Salzgitter-Bad startet Millionenprojekt zur Aufwertung von 38 Wohngebäuden bis 2028
Paul SimonSalzgitter-Bad startet Millionenprojekt zur Aufwertung von 38 Wohngebäuden bis 2028
In Salzgitter-Bad hat ein großes Sanierungsprojekt begonnen, um 38 Wohngebäude zu revitalisieren. Die Gebäude an der Rheinstraße und der Engeroder Straße umfassen 146 Wohnungen und wurden von der Stadt für die städtische Erneuerung erworben. Über 50 Millionen Euro an Fördermitteln wurden für die Finanzierung des Vorhabens gesichert.

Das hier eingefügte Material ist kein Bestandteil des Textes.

PR #4817, opened 2021-01-19
Draft: Detect potential duplicated issues

### LINKED ISSUE #4128: Detecting potential duplicated issues
@simple-icons/maintainers 

Following an internal discussion about detecting potential duplicated issues. There is an existing action in the marketplace for this kind of thing.:
https://github.com/marketplace/actions/potential-duplicates

This could be evaluated/discussed.

service-paradis:
Close #4128
**Alexa rank:** N/A
  

### Checklist
  - [ ] ~~I updated the JSON data in `_data/simple-icons.json`~~

### Description

Following on the https://github.com/service-paradis/service-paradis/issues discussion and the changes made in https://github.com/bubkoo/potential-duplicates, I made some tests.

You can see the results of my test [here](https://github.com/service-paradis/service-paradis/issues?q=is%3Aissue+is%3Aclosed). In this case, I used a threshold of 0.6 which was a little too low for my expectation. According to the results, a threshold of, at least, 0.7 seems better.

### DIFF
--- a/.github/workflows/potential-duplicates.yml
+++ b/.github/workflows/potential-duplicates.yml
@@ -1,0 +1,56 @@
+name: Potential Duplicates
+on:
+  issues:
+    types: [opened, edited]
+jobs:
+  run:
+    runs-on: ubuntu-latest
+    steps:
+      - uses: bubkoo/potential-duplicates@v1
+        with:
+          GITHUB_TOKEN: ${{ secrets.GITHUB_TOKEN }}
+          # Label to set, when potential duplicates are detected.
+          label: potential duplicate
+          # Exclude keyworlds in title before detecting.
+          exclude: |
+            icon
+            Icon
+            icons
+            Icons
+            logo
+            Logo
+            logos
+            Logos
+            request
+            request:
+            Request
+            Request:
+            add
+            Add
+            adding
+            Adding
+            update
+            Update
+            updating
+            Updating
+            rename
+            Rename
+            renaming
+            Renaming
+            remove
+            Remove
+            removing
+            Removing
+          # Get issues with state to compare. Supported state: 'all', 'closed', 'open'.
+          state: all
+          # If similarity is higher than this threshold([0,1]), issue will be marked as duplicate.
+          threshold: 0.6
+          # Reactions to be add to comment when potential duplicates are detected.
+          # Available reactions: "-1", "+1", "confused", "laugh", "heart", "hooray", "rocket", "eyes"
+          reactions: 'eyes, confused'
+          # Comment to post when potential duplicates are detected.
+          comment: >
+            Potential duplicates:
+            {{#issues}}
+              - [#{{ number }}] {{ title }} ({{ accuracy }}%)
+            {{/issues}}
--- a/.github/workflows/potential-duplicates.yml
+++ b/.github/workflows/potential-duplicates.yml
@@ -44,10 +44,10 @@ jobs:
           # Get issues with state to compare. Supported state: 'all', 'closed', 'open'.
           state: all
           # If similarity is higher than this threshold([0,1]), issue will be marked as duplicate.
-          threshold: 0.6
+          threshold: 0.7
           # Reactions to be add to comment when potential duplicates are detected.
           # Available reactions: "-1", "+1", "confused", "laugh", "heart", "hooray", "rocket", "eyes"
-          reactions: 'eyes, confused'
+          reactions: eyes
           # Comment to post when potential duplicates are detected.
           comment: >
             Potential duplicates:


service-paradis:
@ericcornelissen 
As discussed [here](https://github.com/bubkoo/potential-duplicates/issues/14), he added the case insensitivity to the excluded words.
I updated my PR accordingly.

.github/workflows/potential-duplicates.yml
```diff
@@ -0,0 +1,36 @@
...
+jobs:
+  run:
+    runs-on: ubuntu-latest
+    steps:
+      - uses: bubkoo/potential-duplicates@v1
+        with:
+          GITHUB_TOKEN: ${{ secrets.GITHUB_TOKEN }}
+          # Label to set, when potential duplicates are detected.
+          label: potential duplicate
+          # Exclude keyworlds in title before detecting.
```
ericcornelissen, line 14:
```suggestion
          # Exclude keywords in title before detecting.
```

.github/workflows/potential-duplicates.yml
```diff
@@ -0,0 +1,36 @@
...
+          exclude: |
+            icon
+            icons
+            logo
+            logos
+            request
+            request:
```
ericcornelissen, line 21: Are these needed separately as well? (quite possible if the exclusion is "word" based)

If so, ideally the action would be updated to ignore punctuation before and after a word - or at least have an option for this. What do you think @service-paradis

.github/workflows/potential-duplicates.yml
```diff
@@ -0,0 +1,36 @@
...
+            add
+            adding
+          # Get issues with state to compare. Supported state: 'all', 'closed', 'open'.
+          state: all
+          # If similarity is higher than this threshold([0,1]), issue will be marked as duplicate.
+          threshold: 0.7
+          # Reactions to be add to comment when potential duplicates are detected.
+          # Available reactions: "-1", "+1", "confused", "laugh", "heart", "hooray", "rocket", "eyes"
+          reactions: eyes
```
ericcornelissen, line 30: Personally not so much of a fan of this, what does it add that the label doesn't? :thinking:

.github/workflows/potential-duplicates.yml
```diff
@@ -0,0 +1,36 @@
...
+          exclude: |
+            icon
+            icons
+            logo
+            logos
+            request
+            request:
+            add
+            adding
+          # Get issues with state to compare. Supported state: 'all', 'closed', 'open'.
```
ericcornelissen, line 24: I don't think we should keep the inline "documentation" when this gets merged.

.github/workflows/potential-duplicates.yml
```diff
@@ -0,0 +1,36 @@
...
+          threshold: 0.7
+          # Reactions to be add to comment when potential duplicates are detected.
+          # Available reactions: "-1", "+1", "confused", "laugh", "heart", "hooray", "rocket", "eyes"
+          reactions: eyes
+          # Comment to post when potential duplicates are detected.
+          comment: >
+            Potential duplicates:
+            {{#issues}}
+              - [#{{ number }}] {{ title }} ({{ accuracy }}%)
+            {{/issues}}
```
ericcornelissen, line 36: I would prefer something closer to a complete English sentence here, what about?:

```suggestion
            This issue is potentially a duplicate of one of the following issues:
            {{#issues}}
              - [#{{ number }}] {{ title }} ({{ accuracy }}%)
            {{/issues}}
```

.github/workflows/potential-duplicates.yml
```diff
@@ -0,0 +1,36 @@
+name: Potential Duplicates
+on:
+  issues:
+    types: [opened, edited]
+jobs:
```
ericcornelissen, line 5: Minor, but for consistency with the other Workflow files could you insert a newline here :smile: 

```suggestion
    types: [opened, edited]

jobs:
```

.github/workflows/potential-duplicates.yml
```diff
@@ -0,0 +1,36 @@
...
+            adding
+          # Get issues with state to compare. Supported state: 'all', 'closed', 'open'.
+          state: all
+          # If similarity is higher than this threshold([0,1]), issue will be marked as duplicate.
+          threshold: 0.7
+          # Reactions to be add to comment when potential duplicates are detected.
+          # Available reactions: "-1", "+1", "confused", "laugh", "heart", "hooray", "rocket", "eyes"
+          reactions: eyes
+          # Comment to post when potential duplicates are detected.
+          comment: >
```
ericcornelissen, line 32: If I'm not mistaken, the `>` here tells YAML to remove the newlines in the comment template below, but I would expect it to keep them in which case I think this should be `|`.

(see https://yaml-multiline.info/)

ericcornelissen (changes requested):
I know this is still a draft but here's a review anyway - mainly because I think I found another potential improvement to the Action you're using - if we could get this to work that would be amazing :confetti_ball:

.github/workflows/potential-duplicates.yml
service-paradis: With the current action, it would be needed to have them separated. I can remove `request:`. `request` will still be removed from the comparison string, but it will keep `:`. It could lead to have a little bit more false positive than expected.

I can ask the action author if it would be possible to ignore punctuations.

.github/workflows/potential-duplicates.yml
service-paradis: Totally agree, I kept it there to test it out, but it does not add any real value. Will remove it!

.github/workflows/potential-duplicates.yml
service-paradis: Totally agree! Kept them here during my tests. Will remove it now :)

.github/workflows/potential-duplicates.yml
service-paradis: Totally agree!

.github/workflows/potential-duplicates.yml
service-paradis: Hum... Good question!
Newlines are kept right now using the current configuration as seen [here](https://github.com/service-paradis/service-paradis/issues/10)
image

> Lines with extra indentation are also not folded.

I think this is the reason why newlines are kept right now. I can try it out with literal style (`|`) to see if it works the same way!

service-paradis: I can confirm that using the pipe gives the same expected results. Will use it!
image

.github/workflows/potential-duplicates.yml
ericcornelissen: Ah okay, thanks for the explanation - it's a slightly different problem than I expected. I would indeed expect the action to ignore punctuation (or, again, at least have an option to do so).

If the Action's maintainer(s) agree I think we should remove it already now, otherwise I would suggest we ignore most punctuation manualy - am I correct that a including just `:` in the list would remove all colons?

Relatedly, if this works the way you say than I actually think the configuration is currently invalid. The action would first remove the string "request" from the issue text, and then try to remove "request:". But "request:" won't be in the issue text because it just removed "request".

service-paradis: > Relatedly, if this works the way you say than I actually think the configuration is currently invalid. The action would first remove the string "request" from the issue text, and then try to remove "request:". But "request:" won't be in the issue text because it just removed "request".

You're right, my bad 🤦‍♂️ 

> am I correct that a including just : in the list would remove all colons?

You're correct. We might be ok if we list potential punctuation marks (other than colon, not much used in issue title) as exclusion.

ericcornelissen: Should we still not exclude "all" punctuation marks. Beyond the template, in an extreme case, if one issue contains punctuation and an "identical" issue is opened that is just missing the punctuation, I think the issues should be considered identical (of course, it is unlikely that punctuation by itself is going to bring the similarity value below the threshold of 0.7, but still...)

service-paradis: I just checked again the source of the action. It does, in fact, remove a lot of punctuation and common words (https://github.com/bubkoo/potential-duplicates/blob/master/src/dic.ts).
Colo (`:`) is missing though 😅

ericcornelissen: Can you open an issue or submit a Pull Request to expand that list?

service-paradis: Sure, that is on my list :)

service-paradis: https://github.com/bubkoo/potential-duplicates/pull/18 is now merged!

ericcornelissen: Sound good, @service-paradis :+1: 

Wondering if this should be updated given the updates to the issue templates from #6303

ericcornelissen: In that case, I think we can give this a try. Perhaps you can ask for a review from newer members to see (1) make them aware and (2) see if they have any objections?

service-paradis:
With the latest dependency updates and the changes made, I think this PR would be ready to merge if we want to test this out.

I would like to have opinion of other @simple-icons/maintainers about this and if there are any objections.

sachinraja (approved):

.github/workflows/potential-duplicates.yml
```diff
@@ -0,0 +1,29 @@
...
+          label: potential duplicate
+          exclude: |
+            icons
+            icon
+            logos
+            logo
+            adding
+            add
+            requesting
+            request
```
mondeja, line 22: I think that we can add some more words here:

- update
- updating
- need
- for
- remove
- create
- please
- and? (not sure about it)

service-paradis: Good idea for a lot of them, thank you!

I voluntarily omit update and delete variations since I dont want those to be flagged with the original request.

Some common words are also already ignored (ex. `and`):
https://github.com/wow-actions/potential-duplicates/blob/master/src/dic.ts

I will add the other mention from your list

runxel (approved):
Looks good! 💪🏼

mondeja (approved):
Great! 👍🏼

adamrusted:
Merging based on previous approvals.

Die Stadt Salzgitter hatte die Immobilien für 4,7 Millionen Euro gekauft. Sie leitet das Projekt sowohl als Geldgeberin als auch als Eigentümerin, um die Aufwertung des Viertels voranzutreiben. Die Gesamtkosten der Sanierung belaufen sich auf 15,4 Millionen Euro, wobei 12,2 Millionen Euro aus Landes- und Bundeszuschüssen stammen.
Bis Mitte 2028 erhalten alle 38 Gebäude eine Fassadensanierung. Sechs davon werden zudem innen renoviert und erweitert. Die Häuser Rheinstraße 3 und 12 werden vollständig barrierefrei gestaltet, mit Aufzügen und Balkonen ausgestattet.
Oberbürgermeister Frank Klingebiel betonte, das Ziel sei es, der Ostsiedlung ihren früheren Charme zurückzugeben. Das Projekt soll die Gebäude, Wohnungen und das Wohnumfeld aufwerten. Offizielle Beobachter bezeichnen es als einen entscheidenden Schritt hin zu einer nachhaltigen und positiven Veränderung für das gesamte Viertel.
Die Sanierungen werden den Wohnungsbestand des Stadtteils modernisieren und die Barrierefreiheit verbessern. Das Engagement und die aktive Rolle der Stadt unterstreichen ihr Bekenntnis zur langfristigen Stadtentwicklung. Das Projekt wird die Ostsiedlung für Bewohner und die gesamte Gemeinschaft neu prägen.